2. Reuse Existing Code

• You can link in existing libraries written in different languages without rewriting them.
  Example: Use a legacy C library in a C++ or Rust project.

3. Flexibility

• Choose the best language for each component:

  • High-level for productivity and readability.

  • Low-level for speed or hardware access.

4. Modularity

• Separate functionality into different language modules:

  • Easier maintenance

  • Independent development and testing

5. Interoperability

• Allows multiple teams to work in their preferred languages while still producing a single executable.

• Makes it easier to integrate specialized libraries (e.g., graphics, math, AI).

---

6. Smaller Executables (with dynamic linking)

• Using shared libraries across languages can reduce the final executable size and allow library updates without recompiling everything.

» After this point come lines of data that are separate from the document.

Issue #104, opened 2017-12-30
Fix Singleton examples


mforets:
`plot([Singleton([0.0, 0.0]), Singleton([1., 0]), Singleton([0.5, .5])])` does no longer work because of the more general parametric `Vector{<:LazySet}`. it requires that the given input vector is itself of `Singleton` type.

schillic:
The vector is of `Singleton` type.
```julia
typeof([Singleton([0.0, 0.0]), Singleton([1., 0]), Singleton([0.5, .5])])
Array{LazySets.Singleton{Float64},1}
```
I think the problem is rather the numeric type parameter. The function expects a `Vector{Singleton}`.
```julia
[Singleton([0.0, 0.0]), Singleton([1., 0]), Singleton([0.5, .5])] isa Vector{Singleton}
false
[Singleton([0.0, 0.0]), Singleton([1., 0]), Singleton([0.5, .5])] isa Vector{Singleton{Float64}}
true
```
Here is my solution:
```julia
[Singleton([0.0, 0.0]), Singleton([1., 0]), Singleton([0.5, .5])] isa Vector{<:Singleton}
true
```
So I suggest to add `<:` to all vectors of the input parameters.

schillic:
Side comment: Do you actually need those specific vector functions? Can you not define just one function for `LazySet` and then call the plot function for each element inside?
```julia
@recipe function plot_vector(arr::Vector{<:LazySet}; ...)
```
(This might be completely wrong - I do not understand this Plots.jl thing.)

mforets:
changing the function's signature 

```julia
@recipe function plot_singleton(arr::Vector{<:AbstractSingleton};
                                color="blue", label="", grid=true, legend=false)
```
does the job, good observation! let me make this a PR.

i think the primary use is to do a `plot(S)` where `S` is a lazy set. the vector argument is more of a short cut for a chain of `plot -> plot! -> plot!` etc. i'm not sure that we want to mix these.

schillic:
From [Plots.jl](http://docs.juliaplots.org/latest/basics/):
If the argument is a "matrix-type", then each column will map to a series, cycling through columns if there are fewer columns than series. In this sense, a vector is treated just like an "nx1 matrix".

mforets:
that would suggest that i can safely remove the arguments with `Vector{...}`. i just tried that for the Singleton case and it didn't plot anything.

schillic:
[...]

PR #119, opened 2018-01-06
#104 - Singleton vector plot

mforets:


schillic:
👍 for using `AbstractSingleton`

7. Access to Language-Specific Features

• Leverage unique features of each language:

  • Rust → memory safety

  • C → low-level control

  • Python → rapid prototyping

  • Assembly → ultra-optimized routines

Now lets talk about ABI and how it play an important role when using multiple language:

The The ABI defines the low-level interface between binary program modules, specifying how they interact.

1. Calling conventions

   • How functions receive arguments (registers vs stack)

   • How return values are passed

2. Data types and alignment

   • Size and memory layout of structs, arrays, and other data types

3. Name mangling and symbol decoration

   • How function names appear in object files

4. Register usage and stack cleanup

   • Which registers a function must preserve

   • Who cleans up the stack after a function call

💡 Think of ABI as the “contract” between compiled modules. If two modules don’t follow the same ABI, they cannot safely call each other.

---

ABI Problems in Multi-Language Projects

When mixing languages, ABI mismatches are a common source of bugs:

a) Calling convention mismatch

• Example: C uses cdecl, but another module uses stdcall.

• Result: Stack corruption → crashes or incorrect results.

b) Data layout mismatch

• Structs may be aligned differently in C and C++ or across compilers.

• Example: One module expects 4-byte alignment, another 8-byte → incorrect memory reads.

c) Name mangling issues

• C++ compilers mangle names to support overloading.

• If C++ code calls a C function without extern "C", the linker cannot find the symbol.

d) Type size differences

• Example: int in C is 4 bytes, but long in another language may be 8 bytes.

• Passing mismatched types leads to garbled data.

---

How to Avoid ABI Problems

1. Use C as the bridge

   • C has a simple and stable ABI.

   • Declare extern "C" in C++ for interoperability.

2. Match calling conventions

   • Use compiler flags like __cdecl, __stdcall in C/C++ when needed.

3. Check data layout

   • Use #pragma pack or attributes to control struct alignment if necessary.

4. Avoid passing complex objects across language boundaries

   • Prefer simple types: integers, floats, pointers.

   • Complex types like classes, strings, or STL containers can have different ABIs.

5. Use shared libraries carefully

   • ABI must be compatible with the compiler that built the library.

---

Example of an ABI Problem

C++ function calling C without extern "C":

// C++: main.cpp
#include <iostream>

int add(int a, int b) { return a + b; }  // mangled name

extern "C" int add_c(int a, int b);      // expecting C symbol

int main() {
    std::cout << add_c(5, 7) << std::endl;
}

C: add.c

int add_c(int a, int b) { return a + b; }

• Without extern "C", the C++ compiler mangles the add symbol.

• Linker cannot find the C symbol → linking error.

While this discussion focused on GCC, the fundamental process applies to most compilers. All compilers translate high-level code into machine code and rely on a linker in the final stage to produce an executable. Because the linker works at the binary level, it allows us to connect code from different programming languages, even if those languages don’t use GCC. This is why multi-language projects—combining C, C++, Rust, Assembly, and others—are possible, as long as the compiled object files follow compatible ABIs and calling conventions.